─── Data supplied ───

PR #233, opened 2021-11-26
Hierarchical filters

ptbrowne:
DimensionValuesMultiFilter is now displayed as a tree
The hierarchy is for now hardcoded for the bathing site dataset

Various refactors were necessary on widgets like the selectbox to be able to cleanly insert this feature.

See the result here : https://visualize-ad-feat-hiera-6sn1sd.herokuapp.com/en/create/zU4PAOQ38gfL


app/configurator/configurator-state.tsx
```diff
@@ -770,48 +766,47 @@ const reducer: Reducer<ConfiguratorState, ConfiguratorStateAction> = (
...
-      }
-      return draft;
-
     case "CHART_CONFIG_FILTER_ADD_MULTI":
       if (draft.state === "CONFIGURING_CHART") {
-        const { dimensionIri, value, allValues } = action.value;
+        const { dimensionIri, values, allValues } = action.value;
         const f = draft.chartConfig.filters[dimensionIri];
+        const valuesUpdate = Object.fromEntries(
+          values.map((v: string) => [v, true as true])
```
bprusinowski, line 774: Is this `true as true` done on purpose?

ptbrowne: I am going to check but I think yes since otherwise it is considered as boolean whereas here there can't be `false`.

app/charts/shared/chart-helpers.tsx
```diff
@@ -87,48 +90,31 @@ export const usePreparedData = ({
...
+      getX && from && to && timeFilterActive
+        ? (d: any) =>
+            getX(d).getTime() >= from.getTime() &&
+            getX(d).getTime() <= to.getTime()
+        : null;
+    const legendFilter: ValuePredicate | null =
+      legendFilterActive && getSegment
+        ? (d: any) => !activeInteractiveFilters.includes(getSegment(d))
+        : null;
+    return flowRight.apply(null, [legendFilter, timeFilter].filter(truthy));
```
bprusinowski, line 104: This doesn't really matter, but I think you could do `(d: Observation)` here?

app/charts/column/columns-stacked-state.tsx
```diff
@@ -411,7 +411,7 @@ const useColumnsStackedState = ({
           color: colors(getSegment(datum)) as string,
         },
         values: sortedTooltipValues.map((td) => ({
-          label: getSegment(td),
+          label: `${getSegment(td)}`,
```
bprusinowski, line 414: `getSegment` is supposed to only return strings, so I think there is no need to change that?

bprusinowski (approved):
LGTM! The code is very clear and I like that you improved some of the code related to charts along the way :) 👍

app/configurator/configurator-state.tsx
ptbrowne: This is because of the type of the filters in chartConfig:

```
{
        type: "multi";
        values: {
            [x: string]: true;
        };
    }
```

app/charts/column/columns-stacked-state.tsx
ptbrowne: Yes ! Thanks

app/charts/shared/chart-helpers.tsx
ptbrowne: Yes, done, thanks !

PR #234, opened 2021-11-29
Improve translations on dataset selection step

herrstucki:
The wording on the dataset page was inconsistent, not self-descriptive enough or just wrong (at least in German).

Changes:
- "back to list" (was "back to results" in some languages?) to "back to datasets" (more descriptive and consistent)
- "create visualization from dataset" to "create visualization" (was inconsistent between languages and wrong in German)


herrstucki:
Checked with Tania that the 🇮🇹 changes are correct.

ptbrowne (approved):
Thank you !

PR #339, opened 2022-02-10
Update messages.po

AnninaWalker:
Change some button labels


app/locales/en/messages.po
```diff
@@ -59,7 +59,7 @@ msgstr "Categories"
 
 #: app/configurator/components/dataset-preview.tsx:60
 msgid "browse.dataset.create-visualization"
-msgstr "Create visualization"
+msgstr "Start a visualization"
```
ptbrowne, line 62: I guess other languages should be change right ?

"Démarrer une visualisation" would be the French translation

ptbrowne: Saw the other PRs.

PR #343, opened 2022-02-11
Improve filter value selection

### LINKED ISSUE #327: Wrong initial filter selection
**Description**
For at least one dataset, there is a "No data available for this current filter selection" displayed during a chart type selection step; however when going to a next step, the data is correctly fetched.

**To Reproduce**
1. Go to https://test.visualize.admin.ch/en/browse/dataset/https%3A%2F%2Fenergy.ld.admin.ch%2Fsfoe%2Fbfe_ogd56_energieperspektiven2050%2F4?previous=%7B%22includeDrafts%22%3Afalse%7D.
2. Click on "Create visualization".
3. Wait for the error to appear.
4. Click "Next".
5. See the data being loaded.

**Expected Behavior**
The data should be loaded in a first step in way it does in the second step.

**Environment**
 - Visualize: TEST v3.2.7 (d1d94f5)
 - Browser: Safari 14.1.1 (16611.2.7.1.4)

### LINKED ISSUE #328: Cascading Filter does not work with "Swiss PRTR (Test03)"
@ptbrowne : il s'agit du bug communiqué par Email le 28.01.

Filtre en cascade ne fonctionne pas pour PRTR (Test03)"

1.	Rechercher PRTR via test.visualize, y compris Draft
2.	Ouvrir « Registre suisse des rejets et transferts de polluants Swiss PRTR (Test03) »
3.	Choisir Bar chart (pas de données, pour l’ordre des filtres affichés par défaut)
4.	Choisir Etablissement comme segmentation (couleurs) et Modifier l’ordre des filtres comme printscreen ci-dessous
5.	Un graphique s’affiche par défaut
6.	Modifier le polluant et choisir "Chloride"
7.	Pas de données, alors qu’il en existe si on choisit comme activité « nicht aufgeschlüsselt ».

Expected behavior
la valeur "nicht aufgeschlüsselt" devrait être sélectionnée automatiquement dans le filtre "Activité principale" et des données seraient ainsi disponibles

image

image

image

ptbrowne:
Previously when changing a filter in a cascading facets. we would take the first value of each dimension value that was present and this could lead to dead-end, and was slow since each filter could be changed after the filter just before it has been changed. Now the approach is different: when a filter is changed/moved, we try to find an observation with the filter, and if we do not find an observation, we relax the filters 1 by 1 starting from the bottom until we have an observations. This ensures that data is shown after filter have been loaded, and it also tries to keep as much as possible what the user has chosen (= change the bottomost filters first).

fix #327
fix #328

### DIFF
--- a/app/configurator/components/chart-configurator.tsx
+++ b/app/configurator/components/chart-configurator.tsx
@@ -119,6 +119,52 @@ const DataFilterSelectGeneric = ({
   );
 };
 
+const useEnsurePossibleFilters = ({
+  state,
+}: {
+  state: ConfiguratorStateConfiguringChart;
+}) => {
+  const [, dispatch] = useConfiguratorState();
+
+  const client = useClient();
+
+  useEffect(() => {
+    const run = async () => {
+      const {
+        data,
+        error,
+      }: { data?: PossibleFiltersQuery; error?: CombinedError } = await client
+        .query(PossibleFiltersDocument, {
+          iri: state.dataSet,
+          filters: state.chartConfig.filters,
+        })
+        .toPromise();
+      if (error || !data) {
+        console.warn("Could not fetch possible filters", error);
+        return;
+      }
+
+      const filters = Object.fromEntries(
+        data.possibleFilters.map((x) => [
+          x.iri,
+          { type: x.type, value: x.value },
+        ])
+      ) as ChartConfig["filters"];
+
+      if (!isEqual(filters, state.chartConfig.filters)) {
+        dispatch({
+          type: "CHART_CONFIG_FILTERS_UPDATE",
+          value: {
+            filters,
+          },
+        });
+      }
+    };
+
+    run();
+  }, [client, dispatch, state.chartConfig, state.dataSet]);
+};
+
 export const ChartConfigurator = ({
   state,
 }: {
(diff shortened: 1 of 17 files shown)


app/configurator/components/chart-configurator.tsx
```diff
@@ -177,23 +177,52 @@ export const ChartConfigurator = ({
...
+    const run = async () => {
+      const {
+        data,
+        error,
+      }: { data?: PossibleFiltersQuery; error?: CombinedError } = await client
+        .query(PossibleFiltersDocument, {
+          iri: state.dataSet,
+          filters: state.chartConfig.filters,
+        })
+        .toPromise();
```
bprusinowski, line 196: I think that we use a `client` directly only in RDF queries and useXYZQuery elsewhere (`usePossibleFiltersQuery` hook in this case). Not sure why this pattern has changed here? Would the results still be cached?

app/rdf/queries.ts
```diff
@@ -395,11 +395,16 @@ export const getCubeObservations = async ({
...
   limit,
+  raw,
 }: {
   cube: Cube;
   locale: string;
+  /** Observations filters that should be considered */
   filters?: Filters;
+  /** Limit on the number of observations returned */
   limit?: number;
+  /** Returns URIs instead of labels for NamedNodes  */
```
bprusinowski, line 406: IRIs?

bprusinowski (approved):
LGTM, had some minor comments 👍

app/configurator/components/chart-configurator.tsx
ptbrowne: Mmh I think using useQuery here is not the clearer thing since what we want is to query the possible filters on filters change, and then possibly change the configuration. I tried just now to use usePossibleFiltersQuery + useEffect and it did not work well as the configuration was reset to what was there before as soon as I make a change (since the query is not yet changed, but configuration has changed, the effect is run, and the filters are reset according to the *previous* filters that have been chosen.

I think the imperative logic here is easier to follow.

ptbrowne: And for the caching, it works according to documentation

> By default, urql uses a concept called Document Caching. It will avoid sending the same requests to a GraphQL API repeatedly by caching the result of each query.

bprusinowski: 👍

app/graphql/query-hooks.ts
```diff
@@ -16,6 +16,7 @@ export type Scalars = {
   Filters: any;
   GeoShapes: any;
   Observation: any;
+  ObservationValue: any;
```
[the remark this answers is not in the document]
ptbrowne: You're right, I think I made several attempts to have good types, and then I settled with a scalar, and now it is the same as DImensionValue. I've removed ObservationValue, in favor of DimensionValue.

PR #352, opened 2022-02-16
Error bars 1

ptbrowne:
In this PR, standard errors support is added to visualize.

- [x] Display error whiskers automatically on simple column chart

Other PRs will follow to refine the functionality (tooltip support, activate / deactivate, support in horizontal chart).

Related meta issue : https://github.com/visualize-admin/visualization-tool/issues/353

The dataset where the standard error dimension is available is "LFI Data Cube [Version 1]: Waldfläche / Produktionsregion"

### DIFF
--- a/app/charts/column/columns-state.tsx
+++ b/app/charts/column/columns-state.tsx
@@ -59,6 +59,7 @@ export interface ColumnsState {
   xEntireScale: ScaleTime<number, number>;
   xScaleInteraction: ScaleBand<string>;
   getY: (d: Observation) => number | null;
+  getYError: null | ((d: Observation) => [number, number]);
   yScale: ScaleLinear<number, number>;
   getSegment: (d: Observation) => string;
   segments: string[];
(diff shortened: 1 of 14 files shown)


app/charts/column/columns-state.tsx
```diff
@@ -102,7 +103,22 @@ const useColumnsState = ({
...
+    ? (d: Observation) => {
+        const y = getY(d) as number;
+        const error =
+          d[errorIri] !== null ? parseFloat(d[errorIri] as string) : null;
+        return (error === null ? [y, y] : [y - error, y + error]) as [
+          number,
+          number
+        ];
+      }
+    : null;
```
bprusinowski, line 128: I would expect to get just a yError when I call `getYError`, not yValue +- yError; maybe the function could be called `getYAdjustedByError`, or similarly?

bprusinowski (approved):
LGTM, good work! I know this is just a first part of error bars, but there is one thing I would also consider adding – making the scales aware of whiskers, so they won't be able to go outside the SVG.

app/charts/column/columns-state.tsx
ptbrowne: getYErrorRange ?

Good point about the scales, I will do it !

bprusinowski: I think `getYErrorRange` it's also ok :)

ptbrowne: OK thanks, I'll do that in the new PR.

PR #354, opened 2022-02-16
Initial zoom to bounding box of visible shapes / symbols for maps

### LINKED ISSUE #349: Zoom to a bounding box of visible shapes
The initial zoom of the map should be dynamic and adjust to currently displayed shapes on initial load.

bprusinowski:
Closes #349.

This PR introduces an initial zoom to a bounding box of visible shapes / symbols. It only happens `onLoad` event of DeckGL (so e.g. when a user opens a published chart or editor goes to chart options / changes locale, etc.).


app/charts/map/map.tsx
```diff
@@ -116,6 +117,38 @@ export const MapComponent = () => {
...
+  }, [viewState, features.symbolLayer?.points]);
+
+  const initialZoom = useCallback(() => {
+    if (areaLayer.show) {
+      zoomToShapes();
+    } else if (symbolLayer.show) {
+      zoomToSymbols();
+    }
+  }, [areaLayer.show, symbolLayer.show, zoomToShapes, zoomToSymbols]);
+
```
bprusinowski, line 151: I am not proud of this solution, as this function only gets called once, when DeckGL instance is loaded; but there was a need to access `ViewState`, as the first event that is fired is `onResize` event, which updates the state so we can't use `INITIAL_VIEW_STATE`...

`onLoad` doesn't provide an access to viewState either – let me know if you have an idea to improve 🙏

ptbrowne: Both area layers and symbol layers can be shown right ? So in this case, we should include in the bounding box both types right ? Maybe onLoad can be used just to track loading status of the map and then zoom can be managed in an effect ? To ensure calling only once, we can use a ref.

```
const hasZoomedRef = useRef()
const setInitialZoom = useCallback(() => {
  if (hasZoomedRef.current) { return }
  const bb = makeBoundingBox(showSymbolLayer ? symbolLayer : undefined, showAreaLayer ? areaLayer : undefined)
 zoomToBoundingBox(bb)
 hasZoomedRef.current = true
}, [mapLayer, symbolLayer, areaLayer])

useEffect(() => {
  if (!mapLoaded || !symbolLayerLoaded || !areaLayerLoaded) {
    return
  }
  setInitialZoom()
}, [mapLoaded, symbolLayerLoaded, areaLayerLoaded])

...
<StaticMap
  onLoad={() => setMapLoaded(true)}
/>
```

ptbrowne: Ah I forgot view state in my code but it could easily be integrated in the effect.

app/charts/map/map.tsx
```diff
@@ -117,37 +128,87 @@ export const MapComponent = () => {
...
+          return bbox;
+        } else {
+          return shapesBbox;
+        }
+      } else {
+        return symbolsBbox;
+      }
+    },
+    []
+  );
```
ptbrowne, line 180: Can be extracted out of the component if there are no dependencies.

ptbrowne (approved):
LGTM 👍  Only the extraction of the bounding box out of the component ;)

app/charts/map/map.tsx
bprusinowski: Right, will do!

PR #356, opened 2022-02-16
Error bars 2

ptbrowne:
- [x] Show error range in tooltip
- [x] Show error whiskers in grouped columns 

Preview here : https://visualize-ad-error-bars-xqzebf.herokuapp.com/en/create/new?from=kbIrSDxJKLqL


bprusinowski (approved):
LGTM 👍

PR #359, opened 2022-02-17
fix: Color segmentation filtering

### LINKED ISSUE #355: Weird behaviour when using filters in the right panel
**Describe the bug**
Something weird is happening when trying to use "Select none" in filtering options in the right panel. A lot of data is showing on the chart (probably with some duplicates) and options are being "re-selected", so it's not actually possible to select none options. Also, checkboxes are not being "checked" when trying to select a single value.

**To Reproduce**
1. Load Bathing water quality dataset.
2. Select a bar chart.
3. Add coloring by Parameter.
4. Click on "Select none" down below in the Filter panel.
5. Click on "E.coli".

**Expected behavior**
I think it should be possible to select none and not display anything; selecting particular, single options should also work.

**Screenshots**

In the below screenshot, I firstly clicked on "Select none" (then checkboxes were re-selected) and then on "E.coli" – both checkboxes were de-selected, but the data filtered by "Enterokokken". It also seems that the data gets duplicated (see tooltip).

Screenshot 2022-02-16 at 13 12 44

 - Visualize environment and version: INT v3.3.0
 - Browser and version: Safari 14.1.1 (16611.2.7.1.4)

ptbrowne:
With the change of loading possible filters, a mistake was made since
the "right" filters (= filters that are on an IRI that is mapped)
should not be considered in the query that tries to find possible values for left filters.

- [x] Remove right filters from the possible filters query
- [x] Do not re-run possible filters query when changing right filters
- [x] Keep right filters when possible filters query result is set as filters 

Tested on multiple datasets:

- [x] Red list
- [x] Bathing water quality
- [x] Heavy metal

Also, a change was made so that GeoShapesDimension and GeoCoordinatesDimension can be filtered correctly in table view.

fix #355

### DIFF
--- a/app/charts/shared/use-chart-state.tsx
+++ b/app/charts/shared/use-chart-state.tsx
@@ -2,6 +2,7 @@ import { createContext, useContext } from "react";
 import { ChartFields, InteractiveFiltersConfig } from "../../configurator";
 import { Observation } from "../../domain/data";
 import { DimensionMetaDataFragment } from "../../graphql/query-hooks";
+import { Has } from "../../lib/has";
 import { AreasState } from "../area/areas-state";
 import { GroupedBarsState } from "../bar/bars-grouped-state";
 import { BarsState } from "../bar/bars-state";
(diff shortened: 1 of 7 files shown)


bprusinowski (approved):
LGTM!

PR #361, opened 2022-02-17
Map style updates

### LINKED ISSUE #360: Remove (i) Icon that appears when editing / creating map visualizations
**Describe the bug**
When creating visualizations with the chart type: maps,  an unexpected (i) icon appears in the bottom right-hand corner below the zoom toggles.

**To Reproduce**
1. Go to test.visualize.admin.ch
2. Select "Bathing Water Quality Dataset"
3. Select Chart Type: Map
4. While editing the map an unexpected (i) icon appears in the bottom right-hand corner below the zoom toggles
Screenshot 2022-02-17 at 10 44 56

**Expected behavior**
The (i) should be removed if no additional information is provided to the user. Alternatively, "Swisstopo" should be shown, analog the published chart. See "Additional Context" below.

**Links**
Example of a published chart: https://test.visualize.admin.ch/en/v/VWCtv10OBxBz

 - Visualize environment and version: Test v3.3.0
 - Chrome

**Additional context**
On the published chart the (i) is not there, but rather "Swisstopo" is shown - which I believe is correct as they are the source of the information / data. However, I find the black arrow to be confusing. Maybe we can remove it?
Screenshot 2022-02-17 at 11 24 16

bprusinowski:
Closes #360.

- [x] change country label color from pink to black
- [x] remove swisstopo label at the bottom of the chart

### DIFF
--- a/app/charts/map/map.tsx
+++ b/app/charts/map/map.tsx
@@ -175,7 +175,9 @@ export const MapComponent = () => {
         controller={{ type: MapController }}
         getCursor={() => "default"}
       >
-        {showBaseLayer && <StaticMap mapStyle={baseLayerStyle} />}
+        {showBaseLayer && (
+          <StaticMap mapStyle={baseLayerStyle} attributionControl={false} />
+        )}
 
         {areaLayer.show && (
           <>
--- a/app/charts/map/get-base-layer-style.ts
+++ b/app/charts/map/get-base-layer-style.ts
@@ -4,6 +4,7 @@ const BORDER_COLOR = {
   lowZoom: "hsl(0, 0%, 50%)",
   highZoom: "hsl(0, 0%, 75%)",
 };
+const COUNTRY_LABEL_COLOR = "rgba(0, 0, 0, 0.9)";
 
 interface Props {
   locale: Locale;
@@ -5883,7 +5884,7 @@ export const getBaseLayerStyle = (props: Props) => {
           visibility: "visible",
         },
         paint: {
-          "text-color": "rgba(145, 70, 145, 0.9)",
+          "text-color": COUNTRY_LABEL_COLOR,
           "text-halo-blur": 1,
           "text-halo-color": "rgba(255, 255, 255, 0.8)",
           "text-halo-width": 1,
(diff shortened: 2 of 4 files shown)


app/charts/map/map.tsx
```diff
@@ -219,7 +219,12 @@ export const MapComponent = () => {
               controller={{ type: MapController }}
               getCursor={() => "default"}
             >
-              {showBaseLayer && <StaticMap mapStyle={baseLayerStyle} />}
+              {showBaseLayer && (
+                <StaticMap
+                  mapStyle={baseLayerStyle}
+                  attributionControl={false}
```
bprusinowski, line 225: I made an assumption that we don't have to display Swisstopo's logo at the bottom of a map, at least this is how it was in a prototype. I think it makes sense to ask this question during a meeting with Swisstopo, just to be sure.

ptbrowne: > Terms of use: the map combines different data sets with different terms of use. The map and the geoservice that provides it may be used in accordance with the [General Terms of Use and Operating Conditions of the Federal Spatial Data Infrastructure FSDI](http://www.geo.admin.ch/terms-of-use). In the case of digital or analog representations and publications by the administrative units of the Federal Administration, the following source reference must be provided in all cases: (with appropriate links) [© swisstopo](https://www.swisstopo.ch/),[© MapTiler](https://www.maptiler.com/copyright/) [© OpenStreetMap contributors](https://www.openstreetmap.org/copyright)

https://www.geo.admin.ch/en/geo-services/geo-services/portrayal-services-web-mapping/vector_tiles_service.html

I think here the problem is that the attribution control is not displayed properly. I think we are lacking CSS classes for attribution elements like `.mapboxgl-ctrl mapboxgl-ctrl-attrib .mapboxgl-compact` as I see that in the above documentation, the "i" is displayed properly (and on hover it shows swisstopo). I think we may have to copy some CSS classes into our global CSS.

ptbrowne (approved):

app/charts/map/map.tsx
ptbrowne: Let's tackle this in another issue right now, disabling attribution for now, issue created #369

PR #364, opened 2022-02-17
Use booleans in map rendering condition

bprusinowski:
Fixes #363.

Changes the logic so the booleans are used for map rendering condition.

PR #367, opened 2022-02-17
Add shapes & points filtering to maps

### LINKED ISSUE #342: Maps: Choose which cantons can be displayed
**Is your feature request related to a problem? **
Input from Michael. Just by chance I discovered one missing feature which I would expect based on the other types of visualzation:
For the Areas Layer and also Symbols Layer (e.g. Canton) I would expect that we can choose which of the cantons are shown. As it is possible in all other visualization types. This will be very usefull once we have more datasets on municipality level, combined with the zoom feature.

Being able to choose which cantons should be displayed by adding a filter section (as we have it in all other charts) to the Area and the Symbol Layer.

bprusinowski:
Closes #342.

This PR adds an ability to filter geoDimension in the right panel. There was a need for some custom logic for shapes, as they are fetched separately from dimension's values.

- [ ] should symbol layer based on the area layer be filterable separately? In such case filtering applies to both areas and symbols


app/charts/map/map-state.tsx
```diff
@@ -173,13 +174,20 @@ const useMapState = ({
...
         const hierarchyLabels = (
           (geoShapes as any).topology.objects.shapes.geometries as GeoFeature[]
         )
           .filter((d) => d.properties.hierarchyLevel === hierarchyLevel)
           .map((d) => d.properties.label);
 
-        return data.filter((d) => hierarchyLabels.includes(getLabel(d)));
+        return data
+          .filter((d) => dimensionLabels.includes(getLabel(d)))
+          .filter((d) => hierarchyLabels.includes(getLabel(d)));
```
ptbrowne: It would be better to have an index to check for inclusion here as otherwise we are looping in N^2.

```
const index = Object.fromEntries([...dimensionLabel, ...hierarchyLabels].map(l => [l, true]))
return data.filter(d => !!index[getLabel(d)])
```

ptbrowne (commented):
I think the filtering could be improved so that we are not in N^2. Otherwise LGTM, very cool 👍

app/charts/map/map-state.tsx
bprusinowski: I have modified the code, so it's no longer needed 🥳

ptbrowne:
When I go there : https://visualize-ad-feat-add-s-8usxwv.herokuapp.com/en/browse/dataset/https%3A%2F%2Fenvironment.ld.admin.ch%2Ffoen%2FCOVID19VaccPersons_sex_w%2F1%2F?previous=%7B%22includeDrafts%22%3Atrue%2C%22order%22%3A%22SCORE%22%2C%22search%22%3A%22covid%22%7D and start a map viz, I have an unexpected error 🤔 Is this because of the dataset ?

bprusinowski:
It doesn't work because #364 is not merged yet 😅

bprusinowski:
I had made a quick fix locally to test it on my machine, but I would have to merge #364 to this PR to enable a correct deployment preview 👀

ptbrowne (approved):
LGTM ! Thanks :)

PR #384, opened 2022-02-18
Do not set automatically empty filters

### LINKED ISSUE #385: Filters are removed when a filter is changed and there is no data for the configuration
**Describe the bug**
The default filters ensure that data is loaded and a visualization is shown. However if the filters are changed, and there is no data for a specific configuration, the filters are removed. This is confusing because it is unclear if the error is caused by the application or the user. 

**To Reproduce**
1. Go to https://int.visualize.admin.ch/en/browse/dataset/https%3A%2F%2Fculture.ld.admin.ch%2Fsfa%2FStateAccounts_Category%2F5%2F?previous=%7B%22includeDrafts%22%3Afalse%2C%22order%22%3A%22SCORE%22%2C%22search%22%3A%22peaks%22%7D
2. Click on 'Start a visualization" -> Select areas chart type and then "next"
3. in the left sidebar change the filter from "Allgemeine Verwaltung" to "Ertrag der Liegenschaften und Kapitalien"
4. All filters are removed from the left side bar and the user has to add them again. 

**Expected behavior**
In this case I would expect to see an error message informing me that no data for the selected filter configuration is available

**Screenshots**
https://user-images.githubusercontent.com/29289679/154710882-b456f96d-95e9-4f60-a08c-ec11a4e760d5.mov

 - Visualize environment and version: INT
 - Browser and version Firefox, Edge
 
**Additional context**

ptbrowne:
This removes a patological case where filters are completely removed. In most cases we do not want filters to be completely removed automatically, it's better if "no data" is shown.
In the case where filters can be changed to show data they will be changed (starting from the bottom).

fix #385

### DIFF
--- a/app/configurator/components/chart-configurator.tsx
+++ b/app/configurator/components/chart-configurator.tsx
@@ -1,6 +1,6 @@
 import { t, Trans } from "@lingui/macro";
 import { Menu, MenuButton, MenuItem, MenuList } from "@reach/menu-button";
-import { isEqual, sortBy } from "lodash";
+import { isEmpty, isEqual, sortBy } from "lodash";
 import React, { useCallback, useEffect, useRef, useState } from "react";
 import {
   DragDropContext,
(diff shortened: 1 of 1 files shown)


bprusinowski (approved):
LGTM!

PR #387, opened 2022-02-21
Hide all elements related to labels, not only text

bprusinowski:
Changed visibility of text layers, so there are no "alone" points and rectangles without labels.


ptbrowne (approved):
Nice 🎉

PR #396, opened 2022-02-21
Fix search and drafts count

### LINKED ISSUE #391: Search options combinations seems buggy
**Describe the bug**
I report here a few things regarding the dataset search feature, the combination of the search options between theme/organisations and keywords:
1/ the number of dataset is updated under theme/organisations when a keyword is entered -> this seems to work
But this number should also be updated when just clicking on the "Include draft datasets" checkbox.
Clarification: when just clicking on the "include draft" checkbox, then the number of datasets is not updated, but it should

2/ when a keyword is entered, and then a theme/organisations is selected -> what is happening ?
Because the keyword seems automatically deleted, but it seems that it is still used to filter the search results.
The correct behavior should be: keep the keyword in the field, show only the datasets that correspond to the keyword+selected theme/organisation.
Complement: when doing it the other way round it seems to work properly (first select a theme/organisation, and then enter a keyword)

3/ Another special case where I do not understand what is happening:
1. Go to 'https://test.visualize.admin.ch/en'
2. Enter "list" in the search field, and select "include drafts"
3. The categories show "1" for "National Economy"
4. Click on "National economy" and then, the results are empty:
image

- Visualize environment and version: TEST v3.4.1 + https://visualize-ad-testingv3--dl6d2r.herokuapp.com/en
- Browser and version: Firefox 97.0.1

ptbrowne:
fix #391

- fix: Consider include drafts checkbox when computing search counts
- feat: Keep search and includeDrafts when clicking inside nav panel

### DIFF
--- a/app/components/search-autocomplete.tsx
+++ b/app/components/search-autocomplete.tsx
@@ -2,6 +2,7 @@ import React, { useMemo } from "react";
 import {
   BrowseFilter,
   DataCubeAbout,
+  useBrowseContext,
 } from "../configurator/components/dataset-browse";
 import { useOrganizationsQuery, useThemesQuery } from "../graphql/query-hooks";
 import SvgIcCategories from "../icons/components/IcCategories";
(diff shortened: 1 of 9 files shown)


bprusinowski (approved):
LGTM! 👍

PR #397, opened 2022-02-21
Map improvements

bprusinowski:
- [ ] add attribution to the map
- [ ] disable right panel filter on the map is layer is not active

### DIFF
--- a/app/charts/map/map-attribution.tsx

───

[Aim of the exercise] Lines in the data that hold "same" must be located and copied.

[Task response]
> By default, urql uses a concept called Document Caching. It will avoid sending the same requests to a GraphQL API repeatedly by caching the result of each query.
ptbrowne: You're right, I think I made several attempts to have good types, and then I settled with a scalar, and now it is the same as DImensionValue. I've removed ObservationValue, in favor of DimensionValue.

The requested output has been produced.